"Let him come," he said, with his countenance still distorted by inward
merriment; "It will do him good to see how we punish offenders here, and
teach him what he is to expect himself. Is your majesty ready?"
"My majesty has been ready and waiting for the last five minutes,"
replied the lady, over-looking his proffered hand with grand disdain,
and stepping lightly down from her throne.
Her rising was the signal for the unseen band to strike up a grand
triumphant "Io paean," though, had the "Rogue's March" been a popular
melody in those times, it would have suited the procession much more
admirably. The queen and the dwarf went first, and a vivid contrast they
were--she so young, so beautiful, so proud, so disdainfully cold; he so
ugly, so stunted, so deformed, so fiendish. After them went the band of
sylphs in white, then the chancellor, archbishop, and embassadors; next
the whole court of ladies and gentlemen; and after them Sir Norman, in
the custody of two of the soldiers. The condemned earl came last, or
rather allowed himself to be dragged by his four guards; for he seemed
to have become perfectly palsied and dumb with fear. Keeping time to the
triumphant march, and preserving dismal silence, the procession wound
its way along the room and through a great archway heretofore hidden
by the tapestry now lifted lightly by the nymphs. A long stone passage,
carpeted with crimson and gold, and brilliantly illuminated like
the grand saloon they had left, was thus revealed, and three similar
archways appeared at the extremity, one to the right and left, and one
directly before them. The procession passed through the one to the left,
and Sir Norman started in dismay to find himself in the most gloomy
apartment he had ever beheld in his life.
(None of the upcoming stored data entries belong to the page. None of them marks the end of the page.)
PR #2719, opened 2023-10-18
feat(blobstream): utilizes sdk.Dec type for power difference calculation 

### LINKED ISSUE #2699: Improper Use of Floats in PowerDiff
Context: Precision and performance concerns in financial computations.
Location: [validator.go](https://github.com/celestiaorg/celestia-app/blob/main/x/qgb/types/validator.go#L115)
Issue: The method uses floats.
Remediation: Switch to using `sdk.Dec`

### LINKED ISSUE #2700: Use of Floats in SignificantPowerDiff
Context: Precision issues with floating-point numbers.
Location: [abci.go](https://github.com/celestiaorg/celestia-app/blob/main/x/qgb/abci.go#L18)
Issue: Floats are used for the `SignificantPowerDiff` constant.
Remediation: Transition to `sdk.Dec`.

staheri14:
Closes #2700 
Closes #2699


x/blobstream/types/validator.go
```diff
@@ -112,7 +113,8 @@ func EVMAddrLessThan(e common.Address, o common.Address) bool {
 // increases by 1% due to inflation, we shouldn't have to generate a new
 // validator set, after all the validators retained their relative percentages
 // during inflation and normalized Blobstream power shows no difference.
-func (ibv InternalBridgeValidators) PowerDiff(c InternalBridgeValidators) float64 {
+func (ibv InternalBridgeValidators) PowerDiff(
+	c InternalBridgeValidators) sdk.Dec {
 	powers := map[string]int64{}
```
staheri14, line 118: [note to the reviewers] Alternatively, we could perform all calculations using `sdk.Dec` from the outset. However, since there are no floating-point calculations involved until later in this function, I thought it might be more efficient to continue using integer operations until that point. Nevertheless, if it is preferable to use `sdk.Dec` arithmetic throughout, I can update the initial portion of the function accordingly.

x/blobstream/types/validator.go
```diff
@@ -112,11 +113,12 @@ func EVMAddrLessThan(e common.Address, o common.Address) bool {
...
 	// loop over ibv and initialize the map with their powers
 	for _, bv := range ibv {
-		powers[bv.EVMAddress.Hex()] = int64(bv.Power)
+		powers[bv.EVMAddress.Hex()] = int64(bv.Power) // TODO: overflow?
```
staheri14, line 121: The validator powers are of type `uint64`, and the current conversion could potentially lead to overflow. Upon reviewing the [`validateBasics`](https://github.com/celestiaorg/celestia-app/blob/6683a049b95729c2d055c8e08e3c81d9b7bb7914/x/blobstream/types/validator.go#L57) function, it appears that there is no range check performed on the power value. It would be prudent to confirm whether there might be any validators with powers falling within the range of [`math.MaxInt64`, `math.MaxUint64`]. Such power values could indeed cause an overflow issue in the code line mentioned above. (For example the power value of `math.MaxUint64` becomes `-1` when converted to `int64`)

staheri14:
It appears that this PR also resolves issue #2699. I couldn't locate any `float` calculations in validator.go except for those being handled by this PR. @SweeXordious, could you please confirm whether this is the case? then I'll update the description of PR accordingly.

x/blobstream/types/validator.go
SweeXordious: good catch :+1: But I think if the state machine got to a state where this overflows, then something is seriously messed up with the staking module. In fact, values like those will not be accepted by the staking module, then we normalize those values before this step. I think that we can use a validation at this level as a last line of defense, but reaching it is super unlikely if I understand corerctly

SweeXordious:
> It appears that this PR also resolves issue https://github.com/celestiaorg/celestia-app/issues/2699. I couldn't locate any float calculations in validator.go except for those being handled by this PR. @SweeXordious, could you please confirm whether this is the case? then I'll update the description of PR accordingly.

Apparently yes, this is also handling that issue, please do update. Thanks a lot for helping with this :pray:

x/blobstream/types/validator.go
SweeXordious: I think switching to `sdk.Dec` would be also future-proof in case we wanted to make any changes not to give to future devs the ability to choose. So, I would go with switching everything to `sdk.Dec`

SweeXordious (commented):
Awesome stuff :+1: 

I will approve after we switch all arithmetic operations to using `sdk.Dec`.

x/blobstream/types/validator.go
staheri14: > values like those will not be accepted by the staking module

So, does it mean that there will never be a case in which a validator's power reside in this range [math.MaxInt64, math.MaxUint64]? and it is guaranteed by the staking module?

SweeXordious: yes, the validator power is using `int64`, so no overflow would happen. However, I found something interesting:
https://github.com/celestiaorg/cosmos-sdk/blob/main/x/staking/types/validator.go#L369-L372

```
// PotentialConsensusPower returns the potential consensus-engine power.
func (v Validator) PotentialConsensusPower(r math.Int) int64 {
	return sdk.TokensToConsensusPower(v.Tokens, r)
}
```

The power is being reduced by a factor of:
```
// DefaultPowerReduction is the default amount of staking tokens required for 1 unit of consensus-engine power
var DefaultPowerReduction = NewIntFromUint64(1000000)
```

However, the tokens amount is represented by an int256... So, there might be overflow there when going from tokens to consensus-engine power unless there is the assumption that the staked tokens wouldn't be that much.

cc @evan-forbes any idea?

evan-forbes: sorry mind pointing out where's the int256 to save me a sec :sweat_smile: 

this is good to keep in the back of our heads, especially for networks such as arabica where the supply and voting power is getting rather insane. for normal networks tho the assumption of staying within the max and min values appears safe afaiu (please correct me if I'm wrong I didn't deep dive the code yet)

evan-forbes:
> I think switching to sdk.Dec would be also future-proof in case we wanted to make any changes not to give to future devs the ability to choose. So, I would go with switching everything to sdk.Dec

imo I think we should do this, but in a different issue/bump. We still need to test this on IRL networks to make sure that we're doing this in a non consensus breaking way or reevaluate and the simpler we can make that process the better

x/blobstream/types/validator.go
```diff
@@ -135,7 +137,11 @@ func (ibv InternalBridgeValidators) PowerDiff(c InternalBridgeValidators) float6
 		delta += math.Abs(float64(v))
 	}
 
-	return math.Abs(delta / float64(math.MaxUint32))
+	decDelta := sdk.NewDec(int64(delta))
```
evan-forbes, line 140: could we leave delta a int64 the entire time?

evan-forbes (dismissed):
one quick question to remove another instance of floats right above these, but still not blocking on it

evan-forbes:
before merging the backported version of this, we should sync from scratch and ideally perform other tests to ensure that this is not consensus breaking. If it is, then we can reevaluate our options from there

x/blobstream/types/validator.go
SweeXordious: In the [`validator`](https://github.com/celestiaorg/cosmos-sdk/blob/4c897c6e15c7c0b956ca9fa25d0625ff7a39553a/x/staking/types/staking.pb.go#L314-L339) struct, the delegated tokens are represented using [`Tokens`](https://github.com/celestiaorg/cosmos-sdk/blob/4c897c6e15c7c0b956ca9fa25d0625ff7a39553a/x/staking/types/staking.pb.go#L324C26-L324C26) which are [`Int`](https://github.com/celestiaorg/cosmos-sdk/blob/4c897c6e15c7c0b956ca9fa25d0625ff7a39553a/types/math.go#L14)s which are [`sdkmath.Int`](https://github.com/celestiaorg/cosmos-sdk/blob/4c897c6e15c7c0b956ca9fa25d0625ff7a39553a/math/int.go#L72-L77). 

Then, these are used when calculating the validator delegation and power in [here](https://github.com/celestiaorg/cosmos-sdk/blob/4c897c6e15c7c0b956ca9fa25d0625ff7a39553a/x/staking/keeper/val_state_change.go#L169) after getting the `consensus-engine power` which would [panic](https://github.com/celestiaorg/cosmos-sdk/blob/4c897c6e15c7c0b956ca9fa25d0625ff7a39553a/math/int.go#L156-L161) when converting from `sdkmath.Int` to `int64` if the amount is out of bounds.

x/blobstream/types/validator.go
staheri14: @evan-forbes Is the concern related to the `float64` conversion in the earlier lines? If so, then the short answer is yes, we can keep `delta` as `int64` the entire time.

The reason `delta` has been defined as `float64` is because `math.Abs()` accepts and outputs `float64` values. 

If the intention is to keep `delta` as an `int64`, there are two alternative approaches to achieve that:

1. Maintain `delta` as an `int64`, but continue using `math.Abs()` by converting individual powers to `float64`:
```go
var delta int64
for _, v := range powers {
    // NOTE: We are interested in the absolute value of the changes
    delta += int64(math.Abs(float64(v)))
}
```

2. Completely avoid the `float64` conversion of the powers by not using `math.Abs()`. However, please be aware that this approach may have undefined behavior in handling corner cases like when `v` is equal to ±Inf or NaN (which `math.Abs()` can handle: [Link](https://pkg.go.dev/math#Abs)):
```go
var delta int64
for _, v := range powers {
    // NOTE: We are interested in the absolute value of the changes
    if v < 0 {
        v = -v
    }
    delta += int64(v)
}
```
I lean towards option 2, only if the corner cases I mentioned are not conceivable. 
cc: @SweeXordious

staheri14:
> > I think switching to sdk.Dec would be also future-proof in case we wanted to make any changes not to give to future devs the ability to choose. So, I would go with switching everything to sdk.Dec

> imo I think we should do this, but in a different issue/bump. We still need to test this on IRL networks to make sure that we're doing this in a non consensus breaking way or reevaluate and the simpler we can make that process the better


Considering this comment of @evan-forbes, do we still want to refactor the initial section of the `PowerDiff` function to utilize `sdk.Dec` @SweeXordious in this PR? In my opinion, since the initial section of this function exclusively involves integer operations, converting it to utilize `sdk.Dec` arithmetic wouldn't enhance computational precision; instead, it would primarily improve code readability and clarity. 
PS: I have already started updating the first portion of the `PowerDiff` and it is in progress; there is one intricacy with the `Sub` method of sdk.Dec type, which converts zero values to `nil` which then causes the rest of computations to panic (and I am debugging and trying to find a fix). I can open a follow-up PR  to refactor the first portion of `PowerDiff` function, if there is an agreement on whether refactoring is needed or not. 

>  I think switching to sdk.Dec would be also future-proof in case we wanted to make any changes not to give to future devs the ability to choose.

I'm unsure how this change would effectively enforce any constraints on future developers when the function signature remains unchanged, and only its internals  are to be modified to utilize `sdk.Dec`. Could you please provide more insight into your perspective?

x/blobstream/types/validator.go
staheri14: Thanks for your comment! 
I'm unsure how this change would effectively enforce any constraints on future developers when the function signature remains unchanged, and only its internals are to be modified to utilize `sdk.Dec`. Could you please provide more insight into your perspective?

x/blobstream/types/validator.go
evan-forbes: yeah option 2 is what I think would be preferable

evan-forbes:
> In my opinion, since the initial section of this function exclusively involves integer operations, converting it to utilize sdk.Dec arithmetic wouldn't enhance computational precision; instead, it would primarily improve code readability and clarity.

my understanding was that this would potentially stop an overflow with large stake? correct me if I'm wrong @SweeXordious

reguardless I think we should merge this or some version of it sooner rather than later as ideally this would be included in the version that is used for mainnet

SweeXordious:
> my understanding was that this would potentially stop an overflow with large stake? correct me if I'm wrong @SweeXordious

Yes, that's the idea. But after investigating the cosmos-sdk implementation, this would fail in the staking module prior to reaching this level, since they're not handling the out of bounds case. source: https://github.com/celestiaorg/celestia-app/pull/2719#discussion_r1365261371

However, I agree that we should ship some version of this to be included in the upcoming release so that this change is also audited.

> Completely avoid the float64 conversion of the powers by not using math.Abs(). However, please be aware that this approach may have undefined behavior in handling corner cases like when v is equal to ±Inf or NaN (which math.Abs() can handle: [Link](https://pkg.go.dev/math#Abs)):

I also agree with going more with option 2. And we could even add explicit checks to see if `v` is out of bounds or `NaN` if that's possible.

Thanks a lot @staheri14 for helping with this stuff :pray:

staheri14:
I am working on option 2, will soon commit my changes.

x/blobstream/types/validator.go
```diff
@@ -129,13 +131,35 @@ func (ibv InternalBridgeValidators) PowerDiff(c InternalBridgeValidators) float6
...
+
+// Int64Abs returns the absolute value of an int64.
+// For math.MinInt64, it returns math.MaxInt64.
+// This is because the absolute value of math.inInt64 is
+// 1 greater than math.MaxInt64. So, we return math.MaxInt64 as the closest
+// approximation which has 1 bit of error.
+func Int64Abs(v int64) int64 {
+	if v < 0 {
+		if v == math.MinInt64 { // avoid overflow
+			return -(v + 1) // i.e., math.MaxInt64
```
staheri14, line 158: [Note to reviwers @evan-forbes @SweeXordious ] This is a tricky and problematic corner case, without this line, the negative of `-9223372036854775808` (math,MinInt64) equals itself but not `9223372036854775808`. The reason is explained in the function description.


Upon further thoughts, another issue came to my mind: if the sum of the absolute power diffs exceeds the maximum value representable by `int64` then there will be overflow issues (do we expect this happen?). This is while using `float64` it is less likely since the largest value representable by `float64` is much larger than the max value that an `int64` can accomodate. So, we may want to reconsider the original version in which delta was `float64` and we have been using math.Abs() instead. Please let me know your thoughts.

staheri14: Please note that float64 calculations also introduce their own errors, as illustrated below:

```go
v1 := math.MinInt64 // -9223372036854775808
v2 := float64(math.MinInt64) // -9223372036854776000
```

When examining the values of `v1` and `v2`, it becomes evident that the `float64` representation of `v1` does not precisely match its `int64` value.

evan-forbes: I don't think we have anything to worry about as long as we use normal values (most testnets have 1*10^15 total utia and 1*10^9 voting power), this is just being extra careful. 

I'm definitely okay with shipping and testing smaller changes, and was incorrect to assume that staying with int64 was a straightforward switch, will defer to the author on that

evan-forbes: I'm tempted to just use big.Int for everything

SweeXordious: Hum, yes `big.Int` or we just use `sdk.Dec` wrapper for everything, even the map of powers created in `powers := map[string]int64{}`. That would help us avoid all of these conversions but not sure about the consequences of it in functions calling the `PowerDiff`.

evan-forbes (approved):

x/blobstream/types/validator.go
staheri14: In the setting you mentioned i.e.,
> (most testnets have 1x10^15 total utia and 1x10^9 voting power)

it should be fine to use `int64` to hold the sum of power diffs, but if in Arabica it can get larger and the upper bound is not known yet, then I'd vote for keeping delta as `float64` just to avoid potential overflows.

@SweeXordious Once you mentioned powers are normalized? to what range they are normalized to? What is the max power value after normalization? Basically, what is the max power value that `PowerDiff` function can receive as its input? Is the sum of powers capped?

> I'm tempted to just use big.Int for everything

This or `sdk.Dec` which underneath is a `big.Int`.

SweeXordious: > @SweeXordious Once you mentioned powers are normalized, to what range they are normalized to? What is the max power value after normalization? Basically, what is the max power value that PowerDiff function can receive as its input? Is the sum of powers capped?

They're normalized to `2^32`:
https://github.com/celestiaorg/celestia-app/blob/fc348bf395e0c56787aa0fe587275adf2f04c40b/x/blobstream/keeper/keeper_valset.go#L136-L161

staheri14: Thank you for providing the context. While I believe that using `int64` with this normalization would have also been functional, I have since successfully refactored the `PowerDiff` function to utilize `sdk.Dec` from the outset (managed to resolve the bug I mentioned earlier). Regarding the code review, everything seems to be in order, except for the potential overflow issue when casting from `uint64` to `int64`; we have partially discussed it, however, it is out of scope of this PR and merits its own separate PR.

x/blobstream/types/validator.go
```diff
@@ -112,30 +114,35 @@ func EVMAddrLessThan(e common.Address, o common.Address) bool {
...
 // validator set, after all the validators retained their relative percentages
 // during inflation and normalized Blobstream power shows no difference.
-func (ibv InternalBridgeValidators) PowerDiff(c InternalBridgeValidators) float64 {
-	powers := map[string]int64{}
+func (ibv InternalBridgeValidators) PowerDiff(c InternalBridgeValidators) sdk.Dec {
+	powers := map[string]sdk.Dec{}
 	// loop over ibv and initialize the map with their powers
 	for _, bv := range ibv {
-		powers[bv.EVMAddress.Hex()] = int64(bv.Power)
+		powers[bv.EVMAddress.Hex()] = sdk.NewDec(int64(bv.Power))
```
SweeXordious, line 121: we can avoid this unsafe conversion using `sdk.NewDecFromBigInt(new(big.Int).SetUint64(bv.Power))`

staheri14: Thanks, done https://github.com/celestiaorg/celestia-app/pull/2719/commits/efae96232a7187b32179e37e298fddb4348b15b1.

.github/workflows/ci-release.yml
```diff
@@ -50,7 +50,7 @@ jobs:
   # If this was a workflow dispatch event, we need to generate and push a tag
   # for goreleaser to grab
   version_bump:
-    needs: [lint, markdown-linter, test]
+    # needs: [lint, markdown-linter, test]
```
SweeXordious, line 53:
```suggestion
    needs: [lint, markdown-linter, test]
```
probably?

.goreleaser.yaml
```diff
@@ -16,6 +16,8 @@ builds:
   - main: ./cmd/celestia-appd
     binary: celestia-appd
     env:
+      # Enable CGO for Ledger support
+      - CGO_ENABLED=1
```
SweeXordious, line 20:
```suggestion
```
I guess some other PR got confused into this

SweeXordious (commented):
awesome stuff :+1: :+1: 

just apply the comments and will approve

.github/workflows/ci-release.yml
staheri14: I did not make this change!

SweeXordious: This is funny :D :D

Probably wrong PR was targetted: https://github.com/celestiaorg/celestia-app/pull/2719/commits/21f244af1be156ba9891c21ff443759121b0f5ae

cc  @rootulp

x/blobstream/types/validator.go
staheri14: Actually this commit is the correct one https://github.com/celestiaorg/celestia-app/pull/2719/commits/bddfcfa3823718def693ee3293bb57183d0512d7

.github/workflows/ci-release.yml
staheri14: I merged a wrong branch into my branch, fixed it now!

x/blobstream/types/validator.go
```diff
@@ -112,30 +115,35 @@ func EVMAddrLessThan(e common.Address, o common.Address) bool {
...
 	// loop over ibv and initialize the map with their powers
 	for _, bv := range ibv {
-		powers[bv.EVMAddress.Hex()] = int64(bv.Power)
+		powers[bv.EVMAddress.Hex()] = sdk.NewDecFromBigInt(new(big.Int).SetUint64(bv.Power))
 	}
 
 	// subtract c powers from powers in the map, initializing
 	// uninitialized keys with negative numbers
 	for _, bv := range c {
+		bvPower := sdk.NewDec(int64(bv.Power))
```
SweeXordious, line 128:
```suggestion
		bvPower := sdk.NewDecFromBigInt(new(big.Int).SetUint64(bv.Power))
```

.goreleaser.yaml
staheri14: Indeed, I merged a wrong branch, though I fixed it!

x/blobstream/types/validator.go
staheri14: Done now https://github.com/celestiaorg/celestia-app/pull/2719/commits/d3c7ae0a54fd68413d3ad8072aa8dbd371df8f97

SweeXordious (approved):
:shipit:

evan-forbes (approved):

It was all covered with
black--walls, ceiling, and floor were draped in black, and reminded
him forcibly of La Masque's chamber of horrors, only this was more
repellant. It was lighted, or rather the gloom was troubled, by a
few spectral tapers of black wax in ebony candlesticks, that seemed
absolutely to turn black, and make the horrible place more horrible.
There was no furniture--neither couch, chair, nor table nothing but a
sort of stage at the upper end of the room, with something that looked
like a seat upon it, and both were shrouded with the same dismal
drapery. But it was no seat; for everybody stood, arranging themselves
silently and noiselessly around the walls, with the queen and the dwarf
at their head, and near this elevation stood a tall, black statue,
wearing a mask, and leaning on a bright, dreadful, glittering axe. The
music changed to an unearthly dirge, so weird and blood-curdling, that
Sir Norman could have put his hands over his ear-drums to shut out the
ghastly sound. The dismal room, the voiceless spectators, the black
spectre with the glittering axe, the fearful music, struck a chill to
his inmost heart.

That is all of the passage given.